[SPARK-55098][PYTHON] Vectorized UDFs with output batch size control fail with memory leak #53867

zhengruifeng · 2026-01-20T09:15:08Z

What changes were proposed in this pull request?

Fix a memory leak that when the output stream is stopped before EOS

Currently, memory is freed by processor.close() at EOS, but when python node is followed by a Limit node, the processor.close() is not called at the end of task and cause memory leak.

Why are the changes needed?

import pyarrow as pa

spark.conf.set("spark.sql.execution.arrow.maxBytesPerOutputBatch", "3")


def get_size(iterator):
    for batch in iterator:
        if batch.num_rows > 0:
            yield pa.RecordBatch.from_arrays([pa.array([batch.num_rows])], names=['size'])

spark.range(10).mapInArrow(get_size, "size long").limit(1).collect()

fails with

26/01/20 17:45:48 ERROR BaseAllocator: Memory was leaked by query. Memory leaked: (12)
Allocator(stdin reader for /Users/ruifeng.zheng/.dev/miniconda3/envs/spark-dev-313/bin/python) 0/12/12/9223372036854775807 (res/actual/peak/limit)

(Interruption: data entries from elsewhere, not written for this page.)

Issue #12610, opened 2026-03-19
Close Notebook Consoles automatically when the notebook itself closes


jmcphers:
#### Positron and OS details:

```
Positron Version: 2026.04.0 build 180
Code - OSS Version: 1.109.2
Commit: d02b28a902a289e1e5a972734f6dec3f87000ecf
Date: 2026-03-19T07:38:24.313Z
Electron: 39.3.0
Chromium: 142.0.7444.265
Node.js: 22.21.1
V8: 14.2.231.22-electron.0
OS: Darwin arm64 25.3.0
```

#### Session details:

Any

## Describe the issue:

When using Notebook Consoles, the notebook console is left open after its notebook closes, which makes it possible to accumulate a lot of old consoles that must be manually cleaned up.

## Steps to reproduce the issue:

1. Turn on the _Console: Show Notebook Console_ setting
2. Open a Jupyter notebook (ipynb) and run some cells
3. Observe that a new console is created for the notebook
4. Close the ipynb file
5. Observe the Console tab; it has the closed session for the notebook still visible

<img width="731" height="835" alt="Image" src="https://github.com/user-attachments/assets/56b73989-fe3e-438c-aebf-a15cd9abd661" />

## Expected or desired behavior:

Automatically clean up console sessions when they belong to a closed notebook (after shutting them down safely).

cindyytong:
@dhruvisompura for awareness

cindyytong:
This is specifically related to Jupyter notebook consoles

rodrigosf672:
add automation for that

rodrigosf672:
### Verified Fixed
    Positron Version(s) : 2026.05.0 build 30
    OS Version          : macOS Tahoe 26.3.1

### Test scenario(s) 

- Very nice improvement. Closure of notebooks closes consoles appropriately, leaving the console list clean. 

<img width="294" height="182" alt="Image" src="https://github.com/user-attachments/assets/a9b81678-f23d-4c6f-88b1-01864c7fe9c2" />

PR #12851, opened 2026-04-06
Fix/notebook session map changes

dhruvisompura:
This PR addresses https://github.com/posit-dev/positron/issues/12610.

We now automatically close the notebook console when the notebook closes, by deleting the session and letting the event infrastructure clean up the console.

Additionally, we save a snapshot of the session metadata for exited notebook sessions. We don't want to hang onto a notebook session once its exited because it incorrectly gives other parts of the codebase access to functions we shouldn't be able to call. Instead what we can do is save a snapshot of the session information we want once its exited and pass that around in the UI.

This is a first pass at getting this to work and could probably use some improvements. We should see if we can update `TopActionBarSessionManager` to solely rely on `ForegroundSessionDisplayInfo`.

#### New Features

- N/A

#### Bug Fixes

- Clean up orphaned notebook consoles when notebook is closed (#12610)

### QA Notes
This change also applies to Quarto sessions (with the Quarto inline output feature turned on).

test tags: 
@:console
@:interpreter
@:notebooks
@:positron-notebooks
@:quarto
@:sessions

### DIFF
--- a/src/vs/workbench/services/positronConsole/browser/interfaces/positronConsoleService.ts
+++ b/src/vs/workbench/services/positronConsole/browser/interfaces/positronConsoleService.ts
@@ -1,5 +1,5 @@
 /*---------------------------------------------------------------------------------------------
- *  Copyright (C) 2023-2025 Posit Software, PBC. All rights reserved.
+ *  Copyright (C) 2023-2026 Posit Software, PBC. All rights reserved.
  *  Licensed under the Elastic License 2.0. See LICENSE.txt for license information.
  *--------------------------------------------------------------------------------------------*/
 
--- a/src/vs/workbench/services/positronConsole/browser/interfaces/positronConsoleService.ts
+++ b/src/vs/workbench/services/positronConsole/browser/interfaces/positronConsoleService.ts
@@ -1,5 +1,5 @@
 /*---------------------------------------------------------------------------------------------
- *  Copyright (C) 2023-2026 Posit Software, PBC. All rights reserved.
+ *  Copyright (C) 2023-2025 Posit Software, PBC. All rights reserved.
  *  Licensed under the Elastic License 2.0. See LICENSE.txt for license information.
  *--------------------------------------------------------------------------------------------*/
 
--- a/src/vs/workbench/services/positronConsole/browser/positronConsoleService.ts
+++ b/src/vs/workbench/services/positronConsole/browser/positronConsoleService.ts
@@ -939,9 +939,9 @@ export class PositronConsoleService extends Disposable implements IPositronConso
 			return;
 		}
 
-		// Only update the foreground session when deleting a console session.
-		// The foreground session management for notebook sessions is handled by
-		// ForegroundSessionContribution.
+		// For console sessions, update the foreground session to the next available console session.
+		// For notebook sessions, just make sure the active console instance isn't left pointing at a
+		// deleted notebook console. Then let ForegroundSessionContribution handle the rest.
 		if (consoleInstance.sessionMetadata.sessionMode === LanguageRuntimeSessionMode.Console) {
 			// First try to use the last created console session for the runtime.
 			let runtimeSession = this._runtimeSessionService.getConsoleSessionForRuntime(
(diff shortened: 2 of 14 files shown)


src/vs/workbench/services/positronConsole/browser/interfaces/positronConsoleService.ts
```diff
@@ -1,5 +1,5 @@
 /*---------------------------------------------------------------------------------------------
- *  Copyright (C) 2023-2026 Posit Software, PBC. All rights reserved.
+ *  Copyright (C) 2023-2025 Posit Software, PBC. All rights reserved.
```
jmcphers: Unintentional?

src/vs/workbench/services/positronConsole/browser/positronConsoleService.ts
```diff
@@ -937,21 +937,25 @@ export class PositronConsoleService extends Disposable implements IPositronConso
...
+			// First try to use the last created console session for the runtime.
+			let runtimeSession = this._runtimeSessionService.getConsoleSessionForRuntime(
+				consoleInstance.runtimeMetadata.runtimeId
+			);
+			if (!runtimeSession) {
+				// Otherwise, select the next available runtime session.
+				const sessions = Array.from(this._positronConsoleInstancesBySessionId.values());
+				const currentIndex = sessions.indexOf(consoleInstance);
+				if (currentIndex !== -1) {
+					const nextSession = sessions[currentIndex + 1] || sessions[currentIndex - 1];
```
jmcphers: Seems like it could throw if `currentIndex` is 0 and there is only 1 session?

src/vs/workbench/services/positronConsole/test/browser/testPositronConsoleService.ts
```diff
@@ -1,5 +1,5 @@
 /*---------------------------------------------------------------------------------------------
- *  Copyright (C) 2025-2026 Posit Software, PBC. All rights reserved.
+ *  Copyright (C) 2025 Posit Software, PBC. All rights reserved.
```
jmcphers: Is this just removing a previous change that bumped these incorrectly?

src/vs/workbench/services/runtimeSession/common/runtimeSession.ts
```diff
@@ -2186,11 +2188,45 @@ export class RuntimeSessionService extends Disposable implements IRuntimeSession
...
+	 * Saves the display info for a notebook session into
+	 * `_lastNotebookSessionByNotebookUri` so it can be shown after
+	 * the session is disposed.
+	 */
+	private _saveNotebookSessionInfo(session: ILanguageRuntimeSession): void {
+		if (!session.metadata.notebookUri) {
+			return;
 		}
+		this._lastNotebookSessionByNotebookUri.set(session.metadata.notebookUri, {
+			sessionName: session.dynState.sessionName,
```
jmcphers: Nit: Should we have a constructor for the lightweight display info that creates one from an active session? This block is repeated in a couple of places

jmcphers (dismissed):

src/vs/workbench/services/positronConsole/browser/interfaces/positronConsoleService.ts
dhruvisompura: Yep, I was reverting changes in a bunch of files and this was part of that.

src/vs/workbench/services/positronConsole/test/browser/testPositronConsoleService.ts
dhruvisompura: Ya, I was reverting changes in these files and this headers got included in that.

src/vs/workbench/services/positronConsole/browser/positronConsoleService.ts
dhruvisompura: Hmm, let me look into this line...I didn't change this code - just wrapped it in an if statement so didn't scrutinize what it was doing too deeply.

dhruvisompura: This won't throw an error since Javascript returns `undefined` for out-of-bounds array access.

src/vs/workbench/services/runtimeSession/common/runtimeSession.ts
dhruvisompura: Fixed in [07ce772](https://github.com/posit-dev/positron/pull/12851/commits/07ce77285cd021bc05bc94ebb329d6a8416558de)! Let me know if a whole class feels to heavy handed. I figured it would help signal this as a type we could use in many places other than the interpreter picker.

src/vs/workbench/services/positronConsole/test/browser/testPositronConsoleService.ts
dhruvisompura: fixed in [5af0dff](https://github.com/posit-dev/positron/pull/12851/commits/5af0dffff47c45b74a7713b163a9efa29b465f3a)

src/vs/workbench/services/positronConsole/browser/interfaces/positronConsoleService.ts
dhruvisompura: fixed in [5af0dff](https://github.com/posit-dev/positron/pull/12851/commits/5af0dffff47c45b74a7713b163a9efa29b465f3a)

dhruvisompura:
Note for [2549b08](https://github.com/posit-dev/positron/pull/12851/commits/2549b08c6b8a2e97d4267abefb277be3fff79d35), this commit undoes the changes that let `foregroundSessionContribution` try and update the foreground session when a console instance is involved. This is causing issues in the scenario where we want a console instance to be active but not have its session necessarily be the foreground session. I think its better to just let the console handle that itself.

jmcphers (approved):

26/01/20 17:45:48 ERROR TaskContextImpl: Error in TaskCompletionListener
java.lang.IllegalStateException: Memory was leaked by query. Memory leaked: (12)
Allocator(stdin reader for /Users/ruifeng.zheng/.dev/miniconda3/envs/spark-dev-313/bin/python) 0/12/12/9223372036854775807 (res/actual/peak/limit)

        at org.apache.arrow.memory.BaseAllocator.close(BaseAllocator.java:504)
        at org.apache.spark.sql.execution.python.PythonArrowOutput$$anon$1.$anonfun$new$1(PythonArrowOutput.scala:81)
        at org.apache.spark.sql.execution.python.PythonArrowOutput$$anon$1.$anonfun$new$1$adapted(PythonArrowOutput.scala:77)
        at org.apache.spark.TaskContext$$anon$1.onTaskCompletion(TaskContext.scala:146)
        at org.apache.spark.TaskContextImpl.$anonfun$invokeTaskCompletionListeners$1(TaskContextImpl.scala:157)
        at org.apache.spark.TaskContextImpl.$anonfun$invokeTaskCompletionListeners$1$adapted(TaskContextImpl.scala:157)
        at org.apache.spark.TaskContextImpl.invokeListeners(TaskContextImpl.scala:212)
        at org.apache.spark.TaskContextImpl.invokeTaskCompletionListeners(TaskContextImpl.scala:157)
        at org.apache.spark.TaskContextImpl.markTaskCompleted(TaskContextImpl.scala:146)
        at org.apache.spark.TaskContext.runTaskWithListeners(TaskContext.scala:199)
        at org.apache.spark.scheduler.Task.run(Task.scala:147)
        at org.apache.spark.executor.Executor$TaskRunner.$anonfun$run$5(Executor.scala:716)
        at org.apache.spark.util.SparkErrorUtils.tryWithSafeFinally(SparkErrorUtils.scala:86)
        at org.apache.spark.util.SparkErrorUtils.tryWithSafeFinally$(SparkErrorUtils.scala:83)
        at org.apache.spark.util.Utils$.tryWithSafeFinally(Utils.scala:96)
        at org.apache.spark.executor.Executor$TaskRunner.run(Executor.scala:719)
        at java.base/java.util.concurrent.ThreadPoolExecutor.runWorker(ThreadPoolExecutor.java:1144)
        at java.base/java.util.concurrent.ThreadPoolExecutor$Worker.run(ThreadPoolExecutor.java:642)
        at java.base/java.lang.Thread.run(Thread.java:1583)
26/01/20 17:45:48 ERROR Executor: Exception in task 0.0 in stage 0.0 (TID 0)
org.apache.spark.util.TaskCompletionListenerException: Memory was leaked by query. Memory leaked: (12)
Allocator(stdin reader for /Users/ruifeng.zheng/.dev/miniconda3/envs/spark-dev-313/bin/python) 0/12/12/9223372036854775807 (res/actual/peak/limit)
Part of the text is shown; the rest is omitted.